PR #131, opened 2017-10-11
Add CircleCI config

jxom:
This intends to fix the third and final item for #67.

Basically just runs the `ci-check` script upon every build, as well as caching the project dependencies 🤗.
============================================================
▶ **Assignment**
Would you reproduce the entire listing, keeping every line as it is?

▶ **Result of the exercise**
PR #131, opened 2017-10-11
Add CircleCI config

jxom:
This intends to fix the third and final item for #67.

Basically just runs the `ci-check` script upon every build, as well as caching the project dependencies 🤗.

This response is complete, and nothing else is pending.